Flow Engineering’s focus on hardware and systems engineering — rather than general product management — also means its data model reflects the concepts that matter in this domain: system hierarchy, interface requirements, physical constraints, and verification methods. The tool doesn’t need to be configured to understand these structures; they’re native to it.
Practical Starting Points
If you’re beginning requirements development on a novel system today, the sequence that works in practice is:
-
Build the ConOps first. Don’t start writing requirements until you have a scenario library that covers normal, off-nominal, and emergency operations. This document is the primary derivation source.
-
Derive physics constraints independently. Run the first-principles analysis before engaging stakeholders extensively. Knowing the physical bounds tells you which stakeholder wants are achievable and which will require renegotiation.
-
Write all first-pass requirements as threshold/objective pairs. Single values imply false precision at this stage. Force the explicit uncertainty acknowledgment.
-
Document rationale as a co-equal artifact, not a comment field. Rationale should be structured and traceable, not a free-text note.
-
Choose tools that support iterative development. If your requirements tool treats a requirement as a document artifact rather than a connected model node, you will pay a manual labor tax every time something changes — and things will change.
-
Build in formal assumption review cycles. Schedule explicit reviews where the team asks: what assumptions are embedded in the current requirements, and which of them have been tested or validated? This is the mechanism that keeps requirements aligned with growing knowledge rather than drifting from it.
The Honest Summary
Writing requirements for a system that has never been built is hard because you’re doing two things simultaneously: defining what success looks like for a system whose operational reality isn’t yet fully understood, and creating a technical baseline that’s rigorous enough to drive design. Those two goals create genuine tension.

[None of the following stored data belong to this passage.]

PR #12148, opened 2021-03-10
Stop printing some exceptions in __del__ to standard error

michaelDCurran:
### Link to issue number:
None.

### Summary of the issue:
At the end of a unit test run, or when NVDA exits and is connected to a console, the following is sometimes printed to standard error:
```
Exception ignored in: <function TrackedObject.__del__ at 0x03DA8D68>
  File "C:\Users\mick\programming\git\nvda2\source\garbageHandler.py", line 23, in __del__
TypeError: 'NoneType' object is not callable
```
and also:
```
Exception ignored in: <function newCpbDel at 0x10909588>
  File "C:\Users\mick\programming\git\nvda2\source\comtypesMonkeyPatches.py", line 104, in newCpbDel
TypeError: 'NoneType' object is not callable
```

As Python exits, it finalizes (deletes) objects and modules in random order. Any symbol (dictionary entry) directly referencing a deleted object is set to None. Thus, code that executes while Python exits may see that some global variables or modules have a value of None. This is especially noticeable from within an object's `__del__` method.
 
```garbageHandler.TrackableObject.__del__``` now checks to make sure that Python is not exiting before it executes code to track deleting objects.
comtypesMonkeyPatches override of ```__del__``` on compointer_base also now checks to make sure that Python is not exiting before trying to reference or execute any globals, such as calling garbageHandler. The original ```__del__``` that is being overridden has also been stored on the class now, rather than as a global variable, to further decrease the possibility of it becoming None when the overriding ```__del__``` is called.
 
### Testing strategy:
* Ran the unit tests and confirmed the errors are no longer printed.
* Ran nvda.pyw with python.exe in a console and confirmed errors were no longer being printed on exit.
* Temporarily placed a print call in both ```__del__``` methods where Python was not exiting, to ensure that that code was in deed normally being executed still.

There may be more ```__del__``` methods which should specifically check to see if Python is exiting. But these are the two that show up the most when running unit tests.

### Change log entry:
None needed.

### Code Review Checklist:

- [x] Unit tests.
- [x] Manual tests.
- [x] User Documentation.
- [x] Change log entry.

### CODE REVIEW

File: source/comtypesMonkeyPatches.py [hunk 1]
```diff
@@ -95,14 +96,21 @@ def new__call__(self,*args,**kwargs):
...
 from comtypes import _compointer_base
 
-_cpbDel = _compointer_base.__del__
+_compointer_base._oldCpbDel = _compointer_base.__del__
 def newCpbDel(self):
+	# __del__ may be called while Python is exiting.
+	# In this state, global symbols may be set to None
+	# Therefore avoid calling into garbageHandler.
+	# Using local variables or calling other methods on this class is still okay.
+	isFinalizing = getattr(sys, 'is_finalizing', lambda: True)()
```
feerrenrut, line 105: This seems wrong, but it probably works by accident, a function type is truthy, but isn't actually being called.
```suggestion
	isFinalizing = getattr(sys, 'is_finalizing', True)()

```

source/garbageHandler.py
```diff
@@ -20,7 +21,11 @@ class TrackedObject:
 	"""
 
 	def __del__(self):
-		notifyObjectDeletion(self)
+		# __del__ may still be called while Python is exiting.
+		# And therefore some symbols may be set to None.
+		isFinalizing = getattr(sys, 'is_finalizing', lambda: True)()
```
feerrenrut, line 26:
```suggestion
		isFinalizing = getattr(sys, 'is_finalizing', True)()

```

source/comtypesMonkeyPatches.py
```diff
@@ -95,14 +96,21 @@ def new__call__(self,*args,**kwargs):
 # This causes Release() to be called more than it should, which is very nasty and will eventually cause us to access pointers which have been freed.
 from comtypes import _compointer_base
 
-_cpbDel = _compointer_base.__del__
+_compointer_base._oldCpbDel = _compointer_base.__del__
 def newCpbDel(self):
+	# __del__ may be called while Python is exiting.
+	# In this state, global symbols may be set to None
+	# Therefore avoid calling into garbageHandler.
```
feerrenrut, line 103: Might be worth adding "or `log`, unless `isFinalizing` is checked first to ensure they are still available"

feerrenrut (changes requested):

source/comtypesMonkeyPatches.py
CyrilleB79: I did not review this whole PR. But @feerrenrut, your suggestion does not seem correct to me. @michaelDCurran's initial code seems correct.
Did you notice the parenthesis pair at the end of the line?
If is_finalizing is not an attribute of sys, True will be called as a function, what does not seem intended.

michaelDCurran: Note that:
* sys.is_finalizer is a function.
*  sys is a module, except for on exit it may be None.
* ```is_finalizer = getattr(sys, 'is_finalizer', lambda: True)()``` works as follows:
 * if sys is the valid sys module, getattr will return the is_finalizer function
 * If sys is None, getattr will return a lambda that if executed will return True
 * We then execute the result from getattr (executing either the real is_finalizer function, or the lambda).
Note the reason why we can't just check if sys is None by itself is that it may become None after that check. Thus, we use getattr as it is atomic.

CyrilleB79: If you confirm it is atomic, maybe you could use a try ... except AtributeError ... statement instead. This would be more pythonic and self-explaining IMO. Just a suggestion.

feerrenrut: > Did you notice the parenthesis pair at the end of the line?

My mistake, I missed the parenthesis. I didn't realize that `sys.is_finalizer` was a function. I think this could be made easier to read. Eg as @CyrilleB79 suggests in a try block, or like:
```python
isFinalizingFunc = getattr(sys, 'is_finalizing', lambda: True)
isFinalizing = isFinalizingFunc()
```

michaelDCurran:
@feerrenrut  I have split that on to two lines as you suggested.

feerrenrut (approved):

PR #11421, opened 2020-07-25
Support auto complete IntelliSense in SSMS and Visual Studio 2017

LeonarddeR:
### Link to issue number:
Related to #7504 

### Summary of the issue:
In Microsoft SQL Server Management Studio, IntelliSense does not work.

### Description of how this pull request fixes the issue:
I implemented support for IntelliSense using the UIA Element Selected event. In the past this was very slow, but with selective UIA event registration enabled, this works pretty nice. Having said that, even without selective registration enabled it at least reads results, though with somewhat more delay.

### Testing performed:
Tested auto complete IntelliSense in SSMS 18. SSMS 18 has the same Accessibility backend as Visual Studio 2017, so it should also work there. I'm not sure whether VS2017 is still used somewhere though, probably in some corporate environments.
I can also provide an implementation based on an app module.

### Known issues with pull request:
Not tested with Visual Studio 2017. May be @Luke-Robinett is interested? Otherwise we can also consider making this SSMS specific.

### Change log entry:
* New features
    + Support for auto complete suggestions (IntelliSense) Microsoft SQL Server Management Studio and Visual Studio 2017. (#7504)

Issue #12146, opened 2021-03-10
NVDA causes the VS 2019 .NET 5.0 Forms Designer to lock up


MarcoZehe:
### Steps to reproduce:

1. Run Visual Studio Community Edition 2019 and update to the latest release v16.9.1.
2. Create a new WinForms App (.NET framework). make sure that it is the second one in the default list of templates. The first one is for .NET 4.7.2, but we want the second one which is for .NET 5.0.
3. Go through the rest of the wizard and let it generate itself. It will first complain about .NET 5.0 not yet being installed, and install it in the background.
4. Once the form designer gains focus, press CTRL+Alt+X to go to the toolbox, tap L a b for Label, and press Enter to add a label to the blank form.
5. This is when things start to get bad. NVDA will slow down with VS 2019, keystrokes take long to process. To test, open and close the View menu, for example.
6. Now, while still in the Form designer, press Tab.
7. You may still be OK, or you may already be frozen. You can try to press F7. If it opens the editor with your forms1.cs file, you're still good. Press Shift+F7 to go back to the form designer, and maybe press F4 to go to properties view.
8. Repeat steps 6 and 7 a few times, trying to tab around and editing properties.

### Actual behavior:

NVDA is very sluggish with VS 2019. And eventually it will cause VS 2019 to become unresponsive (the title bar gets the "Not Responding" text, and it won't recover from it, even after an NVDA restart. Observations:

1. It is worse with Braille active than without, but even without, you'll eventually manage to hang VS.
2. The WinTen Apps add-on has a bearing, too, although with the 20210310 version, this is less of a problem. @josephsl has the details on what he did to fix it, it had something to do with a COM exception being raised.
3. All of this does not happen with JAWS 2021 latest update. JAWS, too, does not speak anything when tabbing through the .NET 5.0 WinForms designer, but at least it doesn't cause VS 2019 to freeze and eventually crash.

### Expected behavior:

NVDA should be smooth and not cause hangs or crashes in VS 2019.

#### NVDA installed/portable/running from source:
 Installed And Portable.
#### Name and version of other software in use when reproducing the issue: 

Microsoft Visual Studio Community 2019
Version 16.9.1
VisualStudio.16.Release/16.9.1+31105.61
Microsoft .NET Framework
Version 4.8.04084

Installierte Version: Community

Visual C++ 2019   00435-60000-00000-AA291
Microsoft Visual C++ 2019

Allgemeine Azure-Tools   1.10
[...]

PR #12170, opened 2021-03-14
Performance increase interacting with Visual Studio

michaelDCurran:
### Link to issue number:
None.

### Summary of the issue:
Users are reporting bad performance in NVDA 2020.4 when interacting with Visual Studio.
Performance seemed to decrease after NVDA 2020.3 due to PR #11421.
In NVDAObjects.UIA.visualStudio.findExtraOverlayClasses, parent is fetched for any object given. This causes a great deal of recursion as many ancestors of a given object in Visual Studio will also run through this findExtraOverlayClasses.

In NVDAObjects.UIA.visualStudio.findExtraOverlayClasses: make sure to only fetch parent when absolutely necessary. 
Specifically, reverse a check that would look at parent's type and then check a UIA property on self.

### Testing strategy:
* Moved up and down Solution explorer, opening and closing branches of the solution. Confirming that there is much less of a delay.
* Tabbing into a property page in Visual Studio options. NVDA starts speaking sometimes up to 4 times quicker.

Other users should try and confirm that performance has improved for them.
Users should confirm that support for auto complete / intellisense s is still read correctly by NVDA.

None known.

### Change log entry:
Bug fixes:
* Performance when interacting with Visual Studio has been improved.

### Code Review Checklist:

- [ ] Unit tests.
- [ ] Manual tests.
- [ ] User Documentation.
- [ ] Change log entry.

### DIFF
--- a/source/NVDAObjects/UIA/VisualStudio.py
+++ b/source/NVDAObjects/UIA/VisualStudio.py
@@ -85,7 +85,7 @@ class CompletionToolTip(ToolTip):
 def findExtraOverlayClasses(obj, clsList):
 	if obj.UIAAutomationId in _INTELLISENSE_LIST_AUTOMATION_IDS:
 		clsList.insert(0, IntelliSenseList)
-	elif isinstance(obj.parent, IntelliSenseList) and obj.UIAElement.cachedClassName == "IntellisenseMenuItem":
+	elif obj.UIAElement.cachedClassName == "IntellisenseMenuItem" and isinstance(obj.parent, IntelliSenseList):
 		clsList.insert(0, IntelliSenseItem)
 	elif (
 		obj.UIAElement.cachedClassName == "LiveTextBlock"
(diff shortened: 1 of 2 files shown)


cary-rowen:
It seems that he has indeed improved performance, can it be further optimized?
In addition, NVDA and VS freeze together in the Winform form designer, which can also be reproduced in 2020.4.

thanks.

LeonarddeR (approved):
I'm very sorry for causing this regression

cary-rowen:
Maybe someone else can test this build.

cary-rowen:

The way through is to make the uncertainty explicit rather than hiding it in false precision, to derive requirements from operational scenarios and physics rather than borrowing from systems that don’t apply, and to build the infrastructure for change management from the start rather than retrofitting it after the first major requirements revision.
The teams that do this well treat requirements not as a contract written once and defended forever, but as a model of their current best understanding — one that gets sharper as knowledge grows, with every change tracked and every connection maintained.